TASK OBJECTIVE
From the material below, copy every line in which the word "Applied" occurs.

----

PR #7432, opened 2026-04-25
fix: preserve application failover timer across ResourceUnknown transitions

### LINKED ISSUE #7431: [bug]: Application failover permanently suppressed when workload oscillates between Unhealthy and Unknown states
**What happened**:

When a workload oscillates between `ResourceUnhealthy` and `ResourceUnknown` states (e.g., during pod restarts, network blips, or karmada-agent interruptions), the application failover timer is silently reset on every transition to `Unknown`. This prevents failover from ever triggering, even when the workload remains genuinely unhealthy for periods exceeding `TolerationSeconds`.

The failover timer should accumulate unhealthy time across `Unhealthy → Unknown → Unhealthy` oscillations. Only a confirmed `ResourceHealthy` status should reset the timer. Failover should trigger when total unhealthy time exceeds `TolerationSeconds`, regardless of intermittent `Unknown` states.

1. Deploy a workload with application failover enabled and `TolerationSeconds: 60`

2. Make the workload unhealthy on cluster-A (e.g., crash the pod)
   - At T=0s: workload becomes `Unhealthy`, timer starts

3. At T=30s, restart the karmada-agent pod on cluster-A
   - Status collection is interrupted
   - Workload health becomes `ResourceUnknown`
   - **Bug:** Failover timer is deleted

4. At T=60s, karmada-agent recovers
   - Workload is still broken, becomes `Unhealthy` again
   - **Bug:** New timer starts at T=60s (not T=0s)

5. At T=90s, any infrastructure event causes another `Unknown` transition
   - Timer deleted again

**Result:** Failover never fires despite workload being unhealthy for 120+ seconds (exceeding the 60s tolerance).

### Root Cause

In `pkg/controllers/applicationfailover/common.go` line 119, `distinguishUnhealthyClustersWithOthers` treats `ResourceUnknown` identically to `ResourceHealthy`:

```go
// Line 119 - BUG: ResourceUnknown treated as healthy
if aggregatedStatusItem.Health == workv1alpha2.ResourceHealthy ||
    aggregatedStatusItem.Health == workv1alpha2.ResourceUnknown {
    others = append(others, cluster)  // Passed to deleteIrrelevantClusters as "healthyClusters"
}
```

The `others` slice is passed to `deleteIrrelevantClusters` whose parameter is named `healthyClusters`. This function **deletes the unhealthy timestamp** for any cluster in that list, resetting the failover timer.

### When ResourceUnknown Occurs

`ResourceUnknown` is set in two common situations (see `workstatus.go:186,196`):
1. `Applied=false` - karmada-agent cannot apply work to member cluster
2. `Applied=true` but no health status yet - before first collection or during gaps

Both happen constantly in production during:
- Rolling upgrades
- Pod restarts (especially karmada-agent)
- Network blips between controller and member clusters
- Member cluster API server restarts

### Impact

- **Silent failure:** No errors logged, failover simply never fires
- **Affects all workload types:** Both ResourceBinding and ClusterResourceBinding paths
- **Production-critical:** Any infrastructure with transient status gaps (i.e., everyone) cannot rely on application failover
- **Misleading test:** Existing test at `common_test.go:125-138` encodes the buggy behavior as correct

### Proposed Fix

In `pkg/controllers/applicationfailover/common.go` line 119:

```go
// Remove ResourceUnknown from the "healthy" classification
if aggregatedStatusItem.Health == workv1alpha2.ResourceHealthy {
    others = append(others, cluster)
}
```

With this fix:
- Unknown clusters are not added to `others`, so their timestamps are preserved
- Timer accumulates across `Unhealthy → Unknown → Unhealthy` oscillations
- Only confirmed `Healthy` resets the timer (matching the intent)

**Environment**:
- Karmada version: master (affects all versions with application failover)
- Others: N/A

Ady0333:
**What type of PR is this?**
/kind bug

---

Fixes a critical bug where application failover is permanently suppressed when workloads oscillate between Unhealthy and Unknown states.

---

Fixes #7431 

---

**Root cause:**
`distinguishUnhealthyClustersWithOthers` was treating `ResourceUnknown` the same as `ResourceHealthy`, causing the failover timer to be deleted on every Unknown transition (agent restarts, network blips, etc.).

---

**Changes:**
- Changed line 119 to only treat `ResourceHealthy` as healthy
- Unknown clusters now preserve their unhealthy timestamps
- Updated test to reflect correct behavior

---

**Does this PR introduce a user-facing change?**
```release-note
Fixed a critical bug where application failover would never trigger if workloads oscillated between Unhealthy and Unknown states due to infrastructure events.
```

### DIFF
--- a/pkg/controllers/applicationfailover/common.go
+++ b/pkg/controllers/applicationfailover/common.go
@@ -116,7 +116,7 @@ func distinguishUnhealthyClustersWithOthers(aggregatedStatusItems []workv1alpha2
 			unhealthyClusters = append(unhealthyClusters, cluster)
 		}
 
-		if aggregatedStatusItem.Health == workv1alpha2.ResourceHealthy || aggregatedStatusItem.Health == workv1alpha2.ResourceUnknown {
+		if aggregatedStatusItem.Health == workv1alpha2.ResourceHealthy {
 			others = append(others, cluster)
 		}
 	}
--- a/pkg/controllers/applicationfailover/common.go
+++ b/pkg/controllers/applicationfailover/common.go
@@ -106,9 +106,11 @@ func (m *workloadUnhealthyMap) deleteIrrelevantClusters(key types.NamespacedName
 	m.workloadUnhealthy[key] = unhealthyClusters
 }
 
-// distinguishUnhealthyClustersWithOthers distinguishes clusters which is in the unHealthy state(not in the process of eviction) with others.
+// distinguishUnhealthyClustersWithOthers distinguishes unhealthy clusters (not in the process of eviction) from healthy ones.
+// ResourceUnknown clusters are intentionally excluded from both lists to preserve their failover timers across transient
+// status collection gaps.
 func distinguishUnhealthyClustersWithOthers(aggregatedStatusItems []workv1alpha2.AggregatedStatusItem, resourceBindingSpec workv1alpha2.ResourceBindingSpec) ([]string, []string) {
-	var unhealthyClusters, others []string
+	var unhealthyClusters, healthyClusters []string
 	for _, aggregatedStatusItem := range aggregatedStatusItems {
 		cluster := aggregatedStatusItem.ClusterName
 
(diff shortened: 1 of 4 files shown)


Ady0333:
Hello @XiShanYongYe-Chang !!! Please review this PR and let me know if any changes are required...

----

TASK ANSWER
1. `Applied=false` - karmada-agent cannot apply work to member cluster
2. `Applied=true` but no health status yet - before first collection or during gaps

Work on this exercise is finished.